10 years using Duolingo, 4 years in Diamond League, and earlier this month I just had enough of the low-quality AI bullshit.

Out. Done. Gone. Waste of my time, every damn day.

The decline in quality and accuracy was just too much. As an English speaker learning a handful of other languages and concentrating on two, it was interesting to me that the first real noticeable patterns of errors and general slop were actually on the English side. Increasingly obtuse questions or statements, ok fine, I will spit those back in French or Spanish with good accuracy. I don't have any issue whatever with the occasionally-dark humor or the gender related topics that might push others' hot buttons, and I appreciate the occasional foray into curious stories and situations. But... over the past year there has been an increasing level of nonsensical AI-generated questions, erroneous answers accepted, multiple correct answers, etc etc... and it's obvious that no actual native speaker looked at a lot of the new content -- either from the native or foreign perspective.

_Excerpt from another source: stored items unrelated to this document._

PR #470, opened 2019-08-23
refactor: create better wording for bounds placeholders

### LINKED ISSUE #471: The bounds field in the DeploymentSettings component doesn't save bounds properly

Whenever custom bounds are attempted to be entered in the DeploymentSettings component, they aren't able to be saved.

## Expected behavior

Bounds can get saved.

In a new project, go to the deployment settings and try entering new bounds and saving. The bounds will disappear because they didn't get saved.

n/a

0f2a2b0d1ec75d4190e26195cb782312a1944853

evansiroky:
### Checklist

### Description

A couple years ago there was an increasing level of having to hit the button for "You should have accepted my answer." But for the past year, it's become a daily occurrence to have to hit the button for "You shouldn't have accepted my answer." The latter is a clear indication of AI slop and drift in the language models, and lack of QA. Real human QA is not optional, and Duo has apparently dispensed with it entirely. The result is gameified garbled nonsense. Playing the game was fun for a while (seriously, still in Diamond league for more than four years straight), but the goal is language learning not to compete with other stupid little games on my device. Feh. Done. Cancelled my subscription, et je vais dépenser cet hundred bucks de mon argent pour un spritz et une charcuterie chaque après-midi pour le reste de l'été.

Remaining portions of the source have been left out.